__Required work__
Pull every line containing "these" out of the listing below.

__Data provided__
PR #366, opened 2026-08-17
fix(storage): resolve links before confining a filesystem source to its root

### LINKED ISSUE #365: Filesystem source confinement is bypassable by a symlink or junction
## Summary

`ConnectorFactory.CombineUnderRoot` confines a source's `subPath` beneath its connection's `allowedRoot` using `Path.GetFullPath` plus a `StartsWith` prefix check. `Path.GetFullPath` is purely lexical — it never touches the filesystem — so it does not resolve symlinks or NTFS junctions. A reparse point placed inside an allowed root passes the guard, and `FilesystemConnector` then follows it during enumeration and ingests whatever is on the other side.

Anything the service account can read becomes ingestible, chunked, embedded, and retrievable through search and the MCP server — including `appsettings.json`, the DataProtection key ring that decrypts stored connection secrets, and SSH keys.

## Verified

Empirically, on Windows, .NET 10.0.303, against the exact APIs in use:

| Step | Result |
|---|---|
| `mklink /J root\escape secret\` (no elevation required) | Junction created |
| `Path.GetFullPath(root\escape)` | Not resolved — stays lexically under root |
| `combined.StartsWith(rootFull + separator)` | **True — guard passes** |
| `Directory.EnumerateFiles(root, "*", AllDirectories)` | **Returns `root\escape\keyring.txt`** — content from outside the root |

Both halves fail: the guard admits the path and the walk reads through it.

## Affected

- `src/Connapse.Storage/Connectors/ConnectorFactory.cs` — `CombineUnderRoot`, lexical-only containment check
- `src/Connapse.Storage/Connectors/FilesystemConnector.cs:79` — bare `SearchOption.AllDirectories` overload, no `EnumerationOptions`, so reparse points are followed

## Exposure today

Not remotely reachable: there are no connection or source write endpoints, so an attacker cannot currently create a filesystem connection. Reaching this requires the ability to write a symlink inside an already-configured root, or database access. It must be fixed before any source/connection write surface ships (phase 3c of #351).

## Fix

1. Resolve link targets before the containment check — `FileSystemInfo.ResolveLinkTarget(returnFinalTarget: true)`, then re-verify containment. Java's `getCanonicalPath` resolves symlinks; .NET requires this explicitly. PHP's `open_basedir` resolves symlinks before its check for exactly this reason.
2. Refuse reparse points during enumeration, and re-resolve per entry rather than trusting the one-time config-time check — the walk runs every five minutes for the life of the process, so a directory swapped for a symlink after validation wins (CWE-367 TOCTOU).
3. Constrain `allowedRoot` itself to a configured allowlist, following Elasticsearch's static `path.repo`. The allowlist stops `allowedRoot: "/"`; it does not stop a symlink — both controls are needed.

Bind mounts and hardlinks remain unfixable by canonicalization, since the resolved path genuinely is beneath the root. Those need OS-level controls: a dedicated low-privilege service account and not co-locating the app's own config or key ring anywhere reachable. Worth documenting as a deployment note.

## Background

Prior art and the full threat analysis: `docs/research/programmatic-source-configuration-safety-2026-08-17.md`. Related: CWE-22, CWE-59, CWE-367; CVE-2021-43798 (Grafana) is the same class introduced by a refactor.

Destrayon:
Closes #365.

Filesystem source confinement was bypassable by a symlink or NTFS junction. `Path.GetFullPath` is purely lexical — it never touches the filesystem — so it does not resolve reparse points. A junction inside an allowed root passed the guard, and `Directory.EnumerateFiles(.., SearchOption.AllDirectories)` then descended through it.

Impact: anything the service account could read became ingestible, chunked, embedded, and retrievable through search and the MCP server — including `appsettings.json` and the DataProtection key ring that decrypts stored connection secrets.

Verified on Windows against .NET 10.0.303 before the fix, against the exact APIs in use:

| Step | Result |
|---|---|
| `mklink /J root\escape secret\` (**no elevation required**) | Junction created |
| `Path.GetFullPath(root\escape)` | Not resolved — stays lexically under root |
| `combined.StartsWith(rootFull + separator)` | **True — guard passes** |
| `Directory.EnumerateFiles(root, "*", AllDirectories)` | **Returns `root\escape\keyring.txt`** |

Both halves failed: the guard admitted the path and the walk read through it.

## Two further holes found while fixing it

Both in the same method, and the first is arguably worse than the reported bug since it needs no filesystem setup at all:

- **`GetFullPath` returned any rooted path unchecked**, with the comment "for watcher events". Any caller passing an absolute path read straight past the root with no containment check. Watcher events originate inside the root and still resolve; ones that do not are exactly what this must refuse.
- **The prefix comparison had no trailing separator**, so `/data-other` passed as being inside `/data` — the nginx `alias` off-by-slash bug.

## The fix

New `PathConfinement` helper in `Connapse.Core.Utilities`, used by both `ConnectorFactory.CombineUnderRoot` and `FilesystemConnector.GetFullPath`:

- Resolves links on **every path segment, not just the leaf**. This is the subtle half: in `/root/link/keyring.txt` the file itself is not a link, so asking it for a link target returns nothing and the path looks contained — only the parent gives the escape away. My first attempt resolved only the leaf and the tests caught it.
- Compares with a trailing separator, and case-insensitively only on Windows. APFS is case-insensitive by default but can be formatted case-sensitive, so macOS is treated as case-sensitive: comparing too strictly rejects a legitimate path, which is visible, while comparing too loosely admits an escape, which is silent.
- Rejects rooted input to `CombineWithin` outright, since `Path.Combine` discards its first argument when the second is absolute.
- Returns null when a path cannot be resolved, so the caller refuses it rather than comparing an unverified string.

Enumeration now sets `AttributesToSkip = FileAttributes.ReparsePoint` and re-confines each entry rather than trusting the one-time check at construction — the walk runs every sync cycle for the life of the process, so a directory swapped for a link in between would otherwise win (CWE-367).

## Not fixed, deliberately

Bind mounts and hard links are out of reach of any string check: the resolved path genuinely *is* beneath the root, so there is nothing left to inspect. Those need a low-privilege service account and a deployment that keeps the application's own config and key ring outside every configured root. Noted on #365 for the deployment docs.

The `allowedRoot` allowlist — constraining what the root itself may be, following Elasticsearch's static `path.repo` — is **not** in this PR. It belongs with the connection-configuration work in phase 3c of #351. The allowlist stops `allowedRoot: "/"`; it does not stop a symlink. Both controls are needed and they are independent.

## Testing

`dotnet test` — **1080 passed, 0 failed.** 13 new tests: 8 on the helper, 5 end-to-end on the connector, covering link escape, path-through-a-link, absolute-path bypass, `..` traversal, sibling-prefix, and that ordinary reads inside the root still work. Link-creation tests self-skip on platforms that will not create links unprivileged.

Background and prior art: `docs/research/programmatic-source-configuration-safety-2026-08-17.md`.

## Summary by CodeRabbit

* **Bug Fixes**
  * Strengthened filesystem access controls to prevent directory traversal, absolute-path escapes, sibling-prefix bypasses, and symlink or junction-based escapes.
  * Filesystem listings now skip unsafe links and validate discovered paths before access.
  * Valid paths within the configured root continue to work as expected.

* **Documentation**
  * Added research and implementation plans covering source management, access restrictions, credential activation, MCP behavior, cloud storage boundaries, and infrastructure-as-code workflows.

* **Tests**
  * Added cross-platform coverage for path confinement, link handling, traversal rejection, and valid in-root access.

### DIFF
--- a/docs/research/programmatic-source-configuration-safety-2026-08-17.md
+++ b/docs/research/programmatic-source-configuration-safety-2026-08-17.md
@@ -1,0 +1,191 @@
+# How should Connapse safely allow external data-source configuration to be created programmatically?
+
+**Date:** 2026-08-17
+**Status:** Reviewed
+**Built on:** no prior corpus material (Connapse MCP was not available in this session; `docs/research/highest-value-connectors-2026-08-13.md` covers connector selection, not authorization)
+
+## Executive summary
+
+Connapse should expose source creation over REST behind an admin role, keep connection creation out of the API entirely, and put nothing that mutates configuration on MCP. Infrastructure-as-Code is preserved because the thing IaC needs to declare — sources — stays API-creatable; the credential boundary that IaC should *not* be able to invent stays file- and admin-only. This is the shape Grafana, Snowflake, Databricks, and Kubernetes all converged on independently: the object that names a credential is created through a lower-trust channel than the credential itself.
+
+Two server-side constraints must exist regardless of which surface is enabled. First, `allowedRoot` must be selected from a configured allowlist rather than supplied by a caller, matching Elasticsearch `path.repo`. Second — and this is a live defect in already-merged code, not a design question — Connapse's filesystem path confinement is **empirically bypassable by a directory junction**, verified during this research against the exact .NET APIs the product uses.
+
+The most significant correction to the team's prior thinking: AWS session policies, which looked like the elegant answer to bucket scoping, cannot be the primary control. They apply only when `roleArn` is set and have **no Azure equivalent**, so they cannot provide a uniform boundary across both clouds.
+
+## Research brief
+
+**Question:** How should a self-hosted RAG platform allow external data-source configuration to be created programmatically (REST/CLI, for IaC) without turning that capability into a security hole?
+
+**Sub-questions investigated:**
+1. What patterns do comparable self-hosted products use to reconcile IaC with programmatic data-source creation?
+2. Is "allowlist roots in config, select by reference via API" the established answer for filesystem-root authority scopes, and what are its failure modes?
+3. How do these systems separate "declare configuration" from "activate/grant authority"?
+4. What is best practice for exposing mutating tools on an MCP server given prompt-injection risk from ingested content?
+5. How do products constrain which buckets a scope may name, when the credential itself is broad?
+
+**Out of scope:** Connapse UI design; the Phase 4 Sources/Connections screens; regulatory compliance; multi-tenant SaaS tenancy models (Connapse is self-hosted, single-org).
+
+**Success criteria:** A per-surface recommendation (Admin UI / REST+CLI / MCP) for connections vs sources, the server-side constraints required regardless of surface, and an IaC story that does not weaken the boundary.
+
+## Findings by sub-question
+
+### 1. IaC patterns in comparable self-hosted products
+
+**Claim: the established pattern is channel-scoped authority — the file/config channel can create objects the HTTP API cannot.**
+
+Grafana is the clearest precedent and the closest analogue to Connapse. Datasources are provisioned from YAML in `provisioning/datasources/`, read at startup, with version control as the stated motivation. The security-relevant part is the asymmetry: a provisioned datasource carries `editable` (default false), surfacing as `readOnly`, and **`readOnly` cannot be set through the HTTP API at all**. Grafana PR #19006 ignores the field on create/update with the explicit rationale that "one should not be able to create a readonly data source via the API." The filesystem is treated as the high-trust channel because writing it already implies host access. [primary]
+
+That boundary has leaked in practice — Grafana issue #32556 reports a `PUT` on a provisioned datasource flipping `readOnly` back to false. Worth noting as evidence that this pattern needs test coverage, not merely intent. [primary, single issue]
+
+Grafana does expose `POST /api/datasources`, gated by a `datasources:create` permission. The OSS default role mapping for that permission was not confirmed. [primary for the permission name; unverified for the default role]
+
+Airbyte takes the opposite approach — full creation over its public API, with the guardrail in RBAC granularity rather than channel. It has a **Source editor** role distinct from Destination editor, explicitly so teams can start syncing "without being able to reconfigure the destinations they write to." Reading data and writing data are separate privileges. Its Terraform provider is Speakeasy-generated directly from the OpenAPI spec, adding no separate authority model. [primary]
+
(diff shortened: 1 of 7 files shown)


Destrayon:
Thanks — worked through all 9. Pushed in 2446e33. Six applied, two declined with reasons, one refuted.

## Applied

**The .NET version was wrong, and the catch is a good one.** I cited ".NET 7.6.4" — that was PowerShell's version read from `$PSVersionTable.PSVersion`, not the runtime's. The project targets `net10.0` and `dotnet --version` reports 10.0.303. Corrected in the research doc, this PR body, and #365. The reproduction itself is unaffected, but citing the wrong runtime in a security writeup is exactly the sort of thing that makes a reader distrust the rest of it.

**Case-sensitivity inference was wrong in the risky direction.** I had case-insensitive everywhere except Linux. APFS is case-insensitive *by default* but can be formatted case-sensitive, and on such a volume `/Data` and `/data` are genuinely different directories — matching them loosely admits one as inside the other. Now case-insensitive only on Windows, where NTFS is reliably case-insensitive and an ordinal compare would wrongly reject `C:\Data\x` as outside `C:\data`. The failure modes are not symmetric, which is what decides it: too strict rejects a legitimate path and is visible; too loose admits an escape and is silent.

**Dropped the sentinel.** `ResolveLinks` returned `Path.Combine(fullPath, "\0unresolvable")` and relied on that never matching a root. Correct in practice, fragile as a security check. It now returns null, `ResolveWithin` refuses on null, and it additionally catches the malformed input `Path.GetFullPath` rejects outright.

**Research doc accuracy** — the empirical table is now labelled as pre-fix and records what this PR changed, so it does not read as current behaviour. Added the missing primary citation for CVE-2021-43798 (NVD plus the Grafana advisory).

**Plan doc, phase 3c** — source mutations take `RequireAdmin` rather than `RequireEditor`; responses use DTOs that omit `ScopeJson`, with tests asserting its *absence* so a later refactor that serializes the record directly cannot pass silently; and mutating `/api/connections` routes are now recorded as decided out of scope rather than left open, with a note that reopening them reopens the security review.

## Declined

**Atomic no-follow open for the TOCTOU gap.** Correct in principle and I am not disputing the analysis — validate-then-open is a genuine race. But .NET has no cross-platform anchored-open primitive; doing this properly means `openat2` with `RESOLVE_BENEATH` on Linux and per-platform P/Invoke elsewhere. That is a substantial piece of work with its own risk, and it does not belong bolted onto a fix that is otherwise self-contained. It is already documented as a residual in the research doc and on #365, alongside bind mounts and hard links, which no amount of path checking can address. Exploiting it needs local write access inside an already-configured root plus a win on the race.

**Async `TryCreateDirectoryLink`.** It is a test helper spawning `mklink`, which emits a single line. The deadlock this pattern can cause needs a filled output buffer, which will not happen here, and `WaitForExit(10_000)` already bounds it. Converting three synchronous tests to async to remove a blocking call in test setup is churn without a behavioural change.

## Refuted

**Integration test for deleting a referenced connection** — this already exists: `Connections_DeleteWithReferencingSource_IsRestricted` in `tests/Connapse.Integration.Tests/OwnerBridgeSchemaTests.cs:157`. It asserts a `ForeignKeyViolation` on deleting a connection that a source still references.

`dotnet test` — **1080 passed, 0 failed.**

PR #367, opened 2026-08-19
feat(storage): bound what a source may be pointed at

Destrayon:
Part of #351.

Bounds what a source may be pointed at, on both sides: a configured allowlist of filesystem roots, and a per-connection allowlist of cloud storage locations. Together these are the precondition for exposing source creation over REST at all — without them, "create a source" is "read anything the deployment's credentials can reach, and make it searchable."

Background and prior art: `docs/research/programmatic-source-configuration-safety-2026-08-17.md`.

## `Sources:Security:AllowedFilesystemRoots` — deployment configuration

A connection's `allowedRoot` must equal a configured entry or sit beneath it. Configuration only, never the settings table: the authority a filesystem root confers is the same class of thing as a cloud credential, and this project already refuses to accept those over an API. Elasticsearch takes the same line with `path.repo`, a static node setting its API cannot change.

This is what stops `allowedRoot: "/"`. It is independent of the link resolution in #366 and neither substitutes for the other — an allowlist does not stop a symlink, and resolving links does not stop a root pointing at the whole disk. Root matching resolves links on both sides, so `/data/link-to-etc` cannot pass by appearing to sit under a permitted `/data`.

## `allowedLocations` — per-connection, for S3 and Azure Blob

A source's bucket or blob container plus prefix must fall inside one of the entries its connection declares.

**IAM cannot make this distinction.** One connection role is shared by every source using that connection, so to AWS or Azure they are the same principal. Snowflake reaches the same conclusion with `STORAGE_ALLOWED_LOCATIONS` on a storage integration — shipped alongside narrow IAM, not instead of it. Databricks Unity Catalog splits the same way, separating a storage credential from external locations.

Worth recording why this is not done with AWS session policies, which looked like the more elegant answer: they apply only when `roleArn` is set, cap at 2 KB, and **have no Azure equivalent** — managed-identity tokens cannot be narrowed at request time. They cannot provide a uniform boundary across both clouds. Still worth adding opportunistically on the assume-role path later, where they would convert an application bug into an AWS-side denial.

Matching rules: an entry naming only a bucket permits any prefix within it; one naming a bucket and prefix permits only that subtree. Comparison is case-sensitive, because S3 bucket names and Azure container names both are, and a separator is appended before prefix-matching so `bucket/docs` cannot admit `bucket/docs-internal` — the off-by-slash trap that breaks prefix comparisons.

## Both enforce at the factory

`ConnectorFactory.Create(source, connection)` is the single point every source connector is built through, so a future endpoint that forgets to validate cannot bypass either check.

## Upgrade behaviour — deliberately permissive for one release

An empty allowlist permits and logs a warning naming the root or container in use. #350 backfilled existing Filesystem, S3, and Azure containers into connections, and none of them declare either allowlist, so enforcing immediately would break every upgrade until an operator edited configuration. The warning tells them what to add. Both become deny-by-default in a later release.

This is a deliberate softening of the research's "absent means deny" recommendation. It is defensible because connections remain Admin-UI-only, so an unconstrained root or location is not remotely reachable today — but it must be tightened before, or together with, any programmatic connection creation.

## Testing

`dotnet test` — **1099 passed, 0 failed.** 16 new tests: 12 on the location policy (bucket-only entries, prefixed subtrees, sibling-name rejection on both bucket and prefix, case sensitivity, slash normalization, and that a list of blank entries does not read as "unconfigured"), and 4 at the factory covering both clouds plus the grace path.

## Summary by CodeRabbit

* **New Features**
  * Added configurable security restrictions for filesystem roots used by sources.
  * Added storage-location allowlists for cloud containers, buckets, and prefixes.
  * Added clear allowed, denied, and unrestricted validation outcomes.
  * Unrestricted configurations remain supported with warning notifications, issued only once per connection and location.

* **Configuration**
  * Added the `Sources.Security` section for managing permitted filesystem roots.

* **Tests**
  * Added coverage for location matching, path boundaries, normalization, case sensitivity, warning behavior, and security enforcement.

### DIFF
--- a/src/Connapse.Core/Models/SourceSecuritySettings.cs
+++ b/src/Connapse.Core/Models/SourceSecuritySettings.cs
@@ -12,7 +12,7 @@ namespace Connapse.Core;
 /// <c>path.repo</c>, which is a static node setting requiring a restart to change.
 /// </para>
 /// </summary>
-public class SourceSecuritySettings
+public record SourceSecuritySettings
 {
     public const string SectionName = "Sources:Security";
 
--- a/src/Connapse.Core/Models/SourceSecuritySettings.cs
+++ b/src/Connapse.Core/Models/SourceSecuritySettings.cs
@@ -1,0 +1,66 @@
+using Connapse.Core.Utilities;
+
+namespace Connapse.Core;
+
+/// <summary>
+/// Bounds what external data a source may be pointed at, independent of who points it.
+/// <para>
+/// Deliberately configuration-only — appsettings, environment, or the deployment's own
+/// config file — and never writable through the API or the settings table. The authority a
+/// filesystem root confers is the same class of thing as a cloud credential, and this project
+/// already refuses to accept those over an API. Elasticsearch takes the same line with
+/// <c>path.repo</c>, which is a static node setting requiring a restart to change.
+/// </para>
+/// </summary>
+public class SourceSecuritySettings
+{
+    public const string SectionName = "Sources:Security";
+
+    /// <summary>
+    /// Directories a filesystem connection's <c>allowedRoot</c> may name. A root must equal
+    /// one of these or sit beneath it.
+    /// <para>
+    /// Empty means unrestricted, which is the pre-existing behaviour and is retained for one
+    /// release so upgrades do not break every filesystem source that #350 backfilled. The
+    /// unrestricted case logs a warning naming each root in use, so an operator can see what
+    /// to configure before it becomes deny-by-default.
+    /// </para>
+    /// </summary>
+    public IReadOnlyList<string> AllowedFilesystemRoots { get; set; } = [];
+
+    /// <summary>
+    /// Decides whether a filesystem root is permitted, resolving links on both sides so a
+    /// symlinked root cannot masquerade as an allowed one.
+    /// </summary>
+    public FilesystemRootDecision EvaluateRoot(string allowedRoot)
+    {
+        ArgumentException.ThrowIfNullOrWhiteSpace(allowedRoot);
+
+        if (AllowedFilesystemRoots.Count == 0)
+            return FilesystemRootDecision.UnrestrictedByConfiguration;
+
+        foreach (string permitted in AllowedFilesystemRoots)
+        {
+            if (string.IsNullOrWhiteSpace(permitted)) continue;
+
+            // ResolveWithin, not a string compare: a root of "/data/link-to-etc" would
+            // otherwise pass by looking like it sits under an allowed "/data".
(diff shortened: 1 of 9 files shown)


Destrayon:
All seven applied, none declined. Pushed in b386451. Two were more than nitpicks.

## The actionable one was a real hole, and my own test hid it

A list of blank `allowedLocations` entries fell through to `UnrestrictedByConfiguration`, so a typo — `allowedLocations: ["", ""]` — silently permitted every bucket the credential could reach. The distinction now enforced is between an **absent** control and a **broken** one: only a genuinely empty list takes the grace path; a declared-but-blank list denies.

Worth being explicit about how this got in, because it is the more useful part of the finding. I named the test `Evaluate_BlankEntriesAreIgnoredButDoNotMakeItUnrestricted` and wrote a comment saying "a list of blanks must not read as nothing configured and silently permit everything — that would turn a typo into an open door" — then asserted `UnrestrictedByConfiguration` directly underneath. The intent was right in prose and inverted in code, and the test passing made it look verified. Now split into two tests that each assert one thing.

## The warning flood was a design flaw, not a nitpick

Correct that `Create(Source, Connection)` runs per sync cycle. An unconfigured deployment would have emitted one warning per source every five minutes, which defeats the purpose — the grace period only works if the warning is *noticed*, and a flood guarantees it is not.

Now warned once per connection-and-scope, keyed on both so that changing a root or bucket warns again rather than staying silent behind an earlier entry. Two tests cover it: repeated cycles warn once, and two scopes on one connection each warn.

## The rest

- **Grace warnings are now asserted.** You were right that `NullLogger` meant nothing verified the one signal an operator gets. Used a small recording logger rather than a substitute — `ILogger.Log` being generic makes the mock assertion harder to read than the thing it checks. The assertions check content, not just level: the cloud warning must name the container, the filesystem one must name `AllowedFilesystemRoots`.
- **`SourceSecuritySettings` is a record**, per the settings-model convention. I added a configuration-binding test alongside it, which was not requested but seemed worth having: this allowlist is *only* reachable through binding, and a silent binding failure would be indistinguishable from a legitimately unconfigured deployment — the security control would simply be off with no symptom.
- **Primary constructor** on `ConnectorFactory`, per the DI convention.
- **Dead `EndsWith` branch removed** — correct, `Normalize` trims trailing slashes so it was unreachable. The boundary behaviour it guarded is unchanged and still covered.
- **Test renamed** to `Evaluate_LocationDifferingOnlyByCase_IsDenied`.

`dotnet test` — **1108 passed, 0 failed** (up from 1099; 9 new tests).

__Answer box__
+3. How do these systems separate "declare configuration" from "activate/grant authority"?
Bounds what a source may be pointed at, on both sides: a configured allowlist of filesystem roots, and a per-connection allowlist of cloud storage locations. Together these are the precondition for exposing source creation over REST at all — without them, "create a source" is "read anything the deployment's credentials can reach, and make it searchable."
+    /// one of these or sit beneath it.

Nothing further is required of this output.